### Work task:
Each line of the data should be repeated precisely.

:: Dataset extract

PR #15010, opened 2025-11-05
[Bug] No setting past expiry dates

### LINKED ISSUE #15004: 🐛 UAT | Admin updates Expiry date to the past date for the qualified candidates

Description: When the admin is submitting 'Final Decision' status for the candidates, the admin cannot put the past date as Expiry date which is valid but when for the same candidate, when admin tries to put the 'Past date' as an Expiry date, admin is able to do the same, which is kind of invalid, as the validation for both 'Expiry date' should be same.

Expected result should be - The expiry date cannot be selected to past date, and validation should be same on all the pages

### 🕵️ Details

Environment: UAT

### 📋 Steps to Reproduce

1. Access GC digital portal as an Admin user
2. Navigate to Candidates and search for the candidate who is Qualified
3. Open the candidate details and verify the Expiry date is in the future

::::

### Result:
PR #15010, opened 2025-11-05
[Bug] No setting past expiry dates

### LINKED ISSUE #15004: 🐛 UAT | Admin updates Expiry date to the past date for the qualified candidates

Description: When the admin is submitting 'Final Decision' status for the candidates, the admin cannot put the past date as Expiry date which is valid but when for the same candidate, when admin tries to put the 'Past date' as an Expiry date, admin is able to do the same, which is kind of invalid, as the validation for both 'Expiry date' should be same.

Expected result should be - The expiry date cannot be selected to past date, and validation should be same on all the pages

### 🕵️ Details

Environment: UAT

### 📋 Steps to Reproduce

1. Access GC digital portal as an Admin user
2. Navigate to Candidates and search for the candidate who is Qualified
3. Open the candidate details and verify the Expiry date is in the future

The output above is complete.